As used in many of the studies, the publicly available data for MRI are primarily from developed economies. However, there is a lack of medical imaging data from developing economies. Hence, computer models for diagnosis trained on such data may not necessarily generalize well for a population of different geoeconomics characteristics due to a lack of representation in the data. Including MRI data from diverse locations is needed and will help develop better AI methods for clinical applications such as diagnosis, prognosis, and tumor detection in brain MRI.

Strengths and limitations

Strengths

While many reviews have been published on the applications of GANs in medical imaging, to the best of our knowledge, this is the first review on the applications of GANs in brain MRI images. This review includes all the studies that used GANs for brain MRI; hence, this is the most comprehensive review on the topic. This review helps the readers to know the potential of the GANs for the synthesis of brain MRI data and the potential to improve the diagnosis and segmentation of brain tumors within brain MRI. Unlike reviews as [1,2,3] that covered a broad scope of different deep learning methods, this review focuses specifically on the applications of GANs in brain MRI.

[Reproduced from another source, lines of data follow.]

PR #63, opened 2022-09-02
#62: Fix bug in ScopeQueryHandlerContext transfer_object_to

### LINKED ISSUE #62: Potential bug in _ScopeQueryHandlerContextBase._transfer_object_to
# Background

- At the following code position, it looks like, we only remove the object from the current context, if the other context is not a child (means a sibling.). However, we need to remove the object regardless of the relationship from the owner list of the current context,
https://github.com/exasol/advanced-analytics-framework/blob/094707933b3f0af5f81812154c3897682d4ee166/exasol_advanced_analytics_framework/query_handler/context/top_level_query_handler_context.py#L142

tkilias:
Fixes #62

### DIFF
--- a/doc/changes/changes_0.1.0.md
+++ b/doc/changes/changes_0.1.0.md
@@ -21,6 +21,7 @@
 ### Bug Fixes
 
   - #8: Renamed master branch to main
+  - #62: Fix bug in ScopeQueryHandlerContext transfer_object_to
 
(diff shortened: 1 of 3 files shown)


tomuben (approved):

tomuben (changes requested):
update changelog

tomuben (approved):

PR #65, opened 2022-09-05
#64: Remove _check_if_valid calls in __eq__ and __hash__ for DBObjectNameProxy

### LINKED ISSUE #64: Fix __hash__ DBObjectNameProxy
# Background

- This is, currently, the hash function of DBObjectNameProxy
```
    def __hash__(self):
        self._check_if_valid()
        return hash(id(self))

```

- It has two issues
- First we use self._check_if_valid() which fails when the DBObject was release. If we store DBObject in Dicts as key or in Sets, this can cause that we can't remove these objects anymore from the container.
  - The same issues has __eq__
-  The second, issue is that it uses the id which might change after pickle unpickle which is a common case for us.

tkilias:
Fixes #64

### DIFF
--- a/doc/changes/changes_0.1.0.md
+++ b/doc/changes/changes_0.1.0.md
@@ -22,7 +22,7 @@
 
   - #8: Renamed master branch to main
   - #62: Fix bug in ScopeQueryHandlerContext transfer_object_to
-
+  - #64: Remove _check_if_valid calls in __eq__ and __hash__ for DBObjectNameProxy
 ### Refactoring
 
  - #42: Updated dependencies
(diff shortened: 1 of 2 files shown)


doc/changes/changes_0.1.0.md
```diff
@@ -22,7 +22,7 @@
 
   - #8: Renamed master branch to main
   - #62: Fix bug in ScopeQueryHandlerContext transfer_object_to
-
+  - #64: Remove _check_if_valid calls in __eq__ and __hash__ for DBObjectNameProxy
```
tomuben, line 25: __eq__ and __hash__ are interpreted as markdown formattings....

tomuben (dismissed):

tomuben (approved):

Issue #68, opened 2022-10-05
Methods called in BucketFSLocationProxy.cleanup can fail and stop the cleanup


tkilias:
# Background:

```
    def cleanup(self):
        if self._is_valid:
            raise Exception("Cleanup of BucketFSLocationProxy only allowed after release.")
        for file in self._bucketfs_location.list_files_in_bucketfs(""):
            self._bucketfs_location.delete_file_in_bucketfs(file)
```
- list_files_in_bucketfs can fail, if the location wasn't used for uploading
- delete_file_in_bucketfs can fail, but it shouldn't prevent use from deleting the other files

https://github.com/exasol/advanced-analytics-framework/blob/6f92ae59456560718f5e4ad608e76c8f31b1fb57/exasol_advanced_analytics_framework/query_handler/context/proxy/bucketfs_location_proxy.py#L19

PR #74, opened 2022-10-06
#68: Methods called in BucketFSLocationProxy.cleanup can fail and stop the cleanup

tkilias:
Fixes #74

### DIFF
--- a/exasol_advanced_analytics_framework/query_handler/context/proxy/bucketfs_location_proxy.py
+++ b/exasol_advanced_analytics_framework/query_handler/context/proxy/bucketfs_location_proxy.py
@@ -34,6 +34,8 @@ class BucketFSLocationProxy(ObjectProxy):
         files = []
         try:
             files = self._bucketfs_location.list_files_in_bucketfs("")
+        except FileNotFoundError as e:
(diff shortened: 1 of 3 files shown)


exasol_advanced_analytics_framework/query_handler/context/proxy/bucketfs_location_proxy.py
```diff
@@ -16,5 +20,20 @@ def bucketfs_location(self) -> AbstractBucketFSLocation:
...
+            self._bucketfs_location.delete_file_in_bucketfs(file)
+        except Exception as e:
+            LOGGER.error(f"Failed to remove {file}, got exception", exc_info=True)
+
+    def _list_files(self):
+        files = []
+        try:
+            files = self._bucketfs_location.list_files_in_bucketfs("")
+        except Exception as e:
+            LOGGER.debug(f"Got exception during listing files in temporary BucketFSLocation", exc_info=True)
```
tomuben, line 38: why only debug? Shouldn't be at least a warning?

tkilias: ah,  I catch Exception, I wanted to catch FileNotFound and make a debug and for Exception an error

tomuben (dismissed):

tomuben (approved):

PR #77, opened 2022-10-10
#76: Added get_connection to query_handler_context

### LINKED ISSUE #76: Add get_connection to query_handler_context
# Background

- Currently, query_handler can't access the connection object to retrieve credentials.
- UDFs provide the get_connection function for this, we need to forward this to the query_handlers
- Because, we already inject the query_handler_context and it is more or less for responsible for the communication with the outside, it is probably the best point to add this functionality.

tkilias:
Fixes #76


exasol_advanced_analytics_framework/query_handler/context/scope_query_handler_context.py
```diff
@@ -1,9 +1,33 @@
...
 from exasol_advanced_analytics_framework.query_handler.context.query_handler_context import QueryHandlerContext
 from exasol_advanced_analytics_framework.query_handler.context.proxy.object_proxy import ObjectProxy
 
 
+class Connection(ABC):
+
+    @property
+    @abstractmethod
+    def name(self) -> str:
+        pass
```
Nicoretti, line 13: If there is need to communicate additional information about the interface, I personally prefer the doc string based empty definition.

```suggestion
    @property
    @abstractmethod
    def name(self) -> str:
        """ <some comment/docstring> ""
```

pyproject.toml
```diff
@@ -25,6 +25,7 @@ exasol-data-science-utils-python = {git = "https://github.com/exasol/data-scienc
 click = "^8.0.4"
 pyexasol = "^0.25.0"
 pandas = "^1.1.0"
+password = "^0.2"
```
Nicoretti, line 28: What exactly do yo need this for?

Nicoretti (approved):

pyproject.toml
tkilias: good catch, I think, that was something the IDE did by accident

tkilias: will remove

Nicoretti (approved):

PR #78, opened 2022-10-17
#79: Add UDF local discovery

### LINKED ISSUE #79: Add UDF Local Discovery
Background:

Some algorithms need communication between UDF Instances of a UDF Call for example ML algorithms or some HPC algorithms. To achieve this, we need first to discovery all UDF instances of a UDF call. We can have many instances in a cluster, such that we need to do first a local discovery per node.

tkilias:
Fixes #79


doc/design/udf_discovery_and_communication.rst
```diff
@@ -0,0 +1,63 @@
...
+  - Send a ReadyToReceiveMessage with our connection information for the receiving socket
+    over our sending socket for it, in case we didn't get its PingMessage.
+
+.. image:: peer_communicator_state_machine.drawio.png
+
+********
+Details:
+********
+
+We seperated the Local Discovery into two components. The component LocalDiscovery implements
```
tomuben, line 39: You use the term Local Discovery for the whole communication process, but also for one component. This could be a bit confusing.

tomuben:
Maybe it would be good to add a general overview of the discovery, something like:
udf-discovery drawio

exasol_advanced_analytics_framework/udf_communication/background_listener.py
```diff
@@ -0,0 +1,110 @@
...
+from exasol_advanced_analytics_framework.udf_communication.ip_address import IPAddress
+from exasol_advanced_analytics_framework.udf_communication.messages import Message, StopMessage, RegisterPeerMessage, \
+    MyConnectionInfoMessage
+from exasol_advanced_analytics_framework.udf_communication.peer import Peer
+from exasol_advanced_analytics_framework.udf_communication.serialization import deserialize_message, serialize_message
+
+LOGGER: FilteringBoundLogger = structlog.get_logger()
+
+
+class BackgroundListener:
```
tomuben, line 20: Actually, I am thinking, maybe it would be good to rename that class to something more specific, maybe "PeerCommunicationBackgroundListener".

exasol_advanced_analytics_framework/udf_communication/background_peer_state.py
```diff
@@ -0,0 +1,94 @@
...
+        self._context = context
+        self._peer_can_receive_from_us = False
+        self._last_send_ready_to_receive_timestamp_in_seconds: Optional[float] = None
+        self._create_receive_socket()
+        self._send_we_are_ready_to_receive()
+
+    def _create_receive_socket(self):
+        self._receive_socket = self._context.socket(zmq.PAIR)
+        receive_socket_address = get_peer_receive_socket_name(self._peer)
+        self._receive_socket.bind(receive_socket_address)
```
tomuben, line 38: that name is actually a bit confusing. As far as I understood that is the data socket between frontend and backend for a specific peer. Maybe rename it to "frontend_data_socket"

exasol_advanced_analytics_framework/udf_communication/frontend_peer_state.py
```diff
@@ -0,0 +1,64 @@
...
+                 context: zmq.Context,
+                 peer: Peer):
+        self._my_connection_info = my_connection_info
+        self._peer = peer
+        self._context = context
+        self._peer_is_ready = False
+        self._create_receive_socket()
+
+    def _create_receive_socket(self):
+        self._receive_socket = self._context.socket(zmq.PAIR)
```
tomuben, line 29: same here, the name is a bit confusing. maybe rename to "backend_data_socket"

exasol_advanced_analytics_framework/udf_communication/local_discovery.py
```diff
@@ -0,0 +1,56 @@
...
+        discovery_timeout_in_ns = self._discovery_timeout_in_minutes * 10 ** 9
+        result = time_difference_ns > discovery_timeout_in_ns
+        return result
+
+    def _discover_peers(self):
+        self._send_ping()
+        begin_time_ns = time.monotonic_ns()
+        while not self._should_discovery_end(begin_time_ns):
+            self._receive_ping()
+            self._send_ping()
```
tomuben, line 35: This way you process only one ping message and send a ping. Wouldn't it be better to process all received ping messages in zmq queue before sending the ping?

tkilias:
> Maybe it would be good to add a general overview of the discovery, something like: udf-discovery drawio

Yeah thought about it, but didn't yet have the right idea how to visualize it, Maybe your sketch gives me an idea.

doc/design/udf_discovery_and_communication.rst
tkilias: Maybe we split into Discovery and Cluster Formation. Or rename the component into LocalDiscoveryStrategy. However, in general, the handshakes the PeerCommunicator does, are part of the Discovery, because only afterwards, it is guaranteed that all peers know each other. Need to think about it.

exasol_advanced_analytics_framework/udf_communication/local_discovery.py
```diff
@@ -0,0 +1,56 @@
...
+class LocalDiscovery:
+
+    def __init__(self,
+                 discovery_timeout_in_seconds: int,
+                 peer_communicator: PeerCommunicator,
+                 local_discovery_socket: LocalDiscoverySocket
+                 ):
+        self._local_discovery_socket = local_discovery_socket
+        self._peer_communicator = peer_communicator
+        self._discovery_timeout_in_minutes = discovery_timeout_in_seconds
```
tomuben, line 20: look wrong. shouldn't be:
```suggestion
        self._discovery_timeout_in_minutes = discovery_timeout_in_seconds / 60
```
?

exasol_advanced_analytics_framework/udf_communication/local_discovery.py
```diff
@@ -0,0 +1,56 @@
...
+        self._discover_peers()
+
+    def _is_timeout(self, begin_time_ns: int):
+        current_time_ns = time.monotonic_ns()
+        time_difference_ns = current_time_ns - begin_time_ns
+        discovery_timeout_in_ns = self._discovery_timeout_in_minutes * 10 ** 9
```
tomuben, line 26: if you only use the timeout in ns, why do you save the timeout in the member variable in minutes?

tests/udf_communication/peer_communication/test_add_peer.py
```diff
@@ -0,0 +1,86 @@
...
+    except Exception as e:
+        traceback.print_exc()
+        logger.exception("Exception during test", exception=e)
+
+
+def test():
+    group = f"{time.monotonic_ns()}"
+    logger = LOGGER.bind(group=group, location="test")
+    logger.info("start")
+    number_of_instances = 10
```
tomuben, line 60: Does it make sense to use parametrized test here, maybe with 1, 10 and 100 instances?

tests/udf_communication/peer_communication/test_send_recv.py
```diff
@@ -0,0 +1,77 @@
...
+    com = PeerCommunicator(
+        name=name,
+        number_of_peers=number_of_instances,
+        listen_ip=listen_ip,
+        group_identifier=group_identifier)
+    queue.put(com.my_connection_info)
+    peer_connection_infos = queue.get()
+    for index, connection_infos in peer_connection_infos.items():
+        com.register_peer(connection_infos)
+        time.sleep(random.random() / 10)
```
tomuben, line 39: add comment that this make the process sleep a random amount of time between 0 and 100ms

exasol_advanced_analytics_framework/udf_communication/local_discovery.py
tkilias: should be fixed with rework of the LocalDiscovery

exasol_advanced_analytics_framework/udf_communication/local_discovery.py
tkilias: should be fixed with rework of the LocalDiscovery

exasol_advanced_analytics_framework/udf_communication/local_discovery.py
tkilias: should be fixed with rework of the LocalDiscovery

exasol_advanced_analytics_framework/udf_communication/background_peer_state.py
tkilias: I now what you mean, however I choose this name, because the frontend will only use this socket to receive message from a specific peer. Here, we will send to the socket while forwarding the payload messages to the frontend.

exasol_advanced_analytics_framework/udf_communication/frontend_peer_state.py
tkilias: I would argue that receive socket is here actually better, because its only purpose is that we receive over it payload messages from the specific peer, that the backend forwards them to us is a detail

doc/design/udf_discovery_and_communication.rst
```diff
@@ -0,0 +1,73 @@
...
+*********
+Overview:
+*********
+
+- UDP Broadcast for the initial PingMessage with connection information for the receiving socket of the reliable network
+- After receiving PingMessage:
+
+  - Create sending socket for peer to its receiving socket of the reliable network
+  - Send a ReadyToReceiveMessage with our connection information for the receiving socket
+    over our sending socket for it to inform the peer that we are ready to receive from it
```
tomuben, line 17:
```suggestion
  - Send a ReadyToReceiveMessage with our connection information including the receiving socket port
    over our sending socket for it to inform the peer that we are ready to receive from it
```

doc/design/udf_discovery_and_communication.rst
```diff
@@ -0,0 +1,73 @@
...
+  - Send a ReadyToReceiveMessage with our connection information for the receiving socket
+    over our sending socket for it, in case we didn't get its PingMessage.
+  - If we didn't get a ReadyToReceiveMessage message after a certain time , yet, we send a AreYouReadyToReceiveMessage to a discovered peer
+    - This should prevent a stuck handshake if we should lose a ReadyToReceiveMessage for whatever reason
+
+- After receiving AreYouReadyToReceiveMessage:
+
+  - If not yet discovered, we create a sending socket for the peer to its receiving socket of the reliable network
+  - Send a ReadyToReceiveMessage with our connection information for the receiving socket
+    over our sending socket for it, in case we didn't get its PingMessage.
```
tomuben, line 31:
```suggestion
  - Send a ReadyToReceiveMessage with our connection information including the receiving socket port
    over our sending socket for it, in case we didn't get its PingMessage.
```

exasol_advanced_analytics_framework/udf_communication/local_discovery_socket.py
```diff
@@ -0,0 +1,39 @@
...
+        self._udp_socket = socket.socket(socket.AF_INET, socket.SOCK_DGRAM, socket.IPPROTO_UDP)
+        self._udp_socket.setsockopt(socket.SOL_SOCKET, socket.SO_REUSEPORT, 1)
+        self._udp_socket.setsockopt(socket.SOL_SOCKET, socket.SO_BROADCAST, 1)
+        self._udp_socket.bind((self._broadcast_ip.ip_address, self._port.port))
+
+    def send(self, message: bytes):
+        self._udp_socket.sendto(message, (self._broadcast_ip.ip_address, self._port.port))
+
+    def recvfrom(self, timeout_in_seconds: float) -> bytes:
+        if timeout_in_seconds<0.0:
```
tomuben, line 22:
```suggestion
        if timeout_in_seconds < 0.0:
```

tomuben: At least error message suggests that timeout_in_seconds must not be equal to 0.0

exasol_advanced_analytics_framework/udf_communication/local_discovery.py
```diff
@@ -1,52 +1,87 @@
...
+        result = self._peer_communicator.are_all_peers_connected() or self._has_discovery_timed_out(begin_time_ns)
         return result
 
-    def _receive_ping(self):
+    def _receive_pings(self, begin_time_ns: int):
+        timeout_in_seconds = self._compute_receive_timeout_in_seconds(begin_time_ns)
+        while True:
+            serialized_message = self._receive_message(timeout_in_seconds)
+            if serialized_message is not None:
+                timeout_in_seconds = self.handle_serialized_message(serialized_message)
```
tomuben, line 58: var timeout_in_seconds is not used

tests/udf_communication/peer_communication/test_send_recv.py
tkilias: removed it, makes the test to slow, this likely get tested anyway by the test_local_discovery.py. Else, we could also add a specific test for this.

tests/udf_communication/peer_communication/test_add_peer.py
tkilias: see my last changes

exasol_advanced_analytics_framework/udf_communication/background_listener.py
tkilias: moved PeerCommunicator and BackgroundListener to the peer_communicator module, because the names got otherwise to long

exasol_advanced_analytics_framework/udf_communication/background_peer_state.py
tomuben: Ok, that's fine.

exasol_advanced_analytics_framework/udf_communication/frontend_peer_state.py
tomuben: Ok, that's fine.

tomuben (dismissed):

tomuben (approved):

In this review, we followed the scientific review guidelines of the PRISMA-ScR [4]. In addition, we covered the major databases in health sciences, engineering, and technology fields to identify as many as possible published studies. Hence, the number of studies included in this review is high. We devised a strategy to avoid bias in study selection by employing two independent reviewers for study selection and data extraction and a third reviewer to validate the screening and the data extraction. This review provides a comprehensive list of the publicly accessible datasets for brain MRI. Hence, it can be considered a rich resource for the readers to identify valuable datasets of brain MRI.

Limitations

In this review, we included studies from five major databases. So, some studies might have been left out if they were not covered in the included databases. In addition, due to practical limitations, the review only consists of studies published in English. Hence, relevant studies published in other languages might have been left out. This review lists the studies into major applications such as synthesis, segmentation, diagnosis, super-resolution, and noise removal. The definition of some applications may overlap partly with others; for example, super-resolution may be considered as a sub-category of synthesis, and the categorization of super-resolution studies as synthesis studies will then increase the number of the studies in the synthesis category. However, we believe that the categorization in this review will better reflect the notion of the applications. We did not perform validation and assessment of the claims on the diagnosis of a brain tumor or the quality of the synthesized MRI data, as this was beyond the scope of this review.

Conclusion

In this scoping review, we included 139 studies that reported the use of GANs for brain MRI data. We identified the most common applications of GANs. We also identified the most commonly used datasets publicly available for brain MRI. We also summarized the most common architectures of GANs and the evaluation metrics that are widely adopted to evaluate the performance of GANs in brain MRI. It will be most rewarding if these studies find their way into clinical transformations. To achieve this, we remark that encouraging the availability of the software and codes for these studies will facilitate the reproducibility of the results. Eventually, more research progress will be possible. In addition, the need to bridge the gap between the computer scientists and clinicians is widely felt as the input and feedback of clinicians and radiologists is vital for the research outcomes to find their way into clinical uses. Similarly, there is a need to follow standardized comparison protocols for the different architectures of GANs used for brain MRI.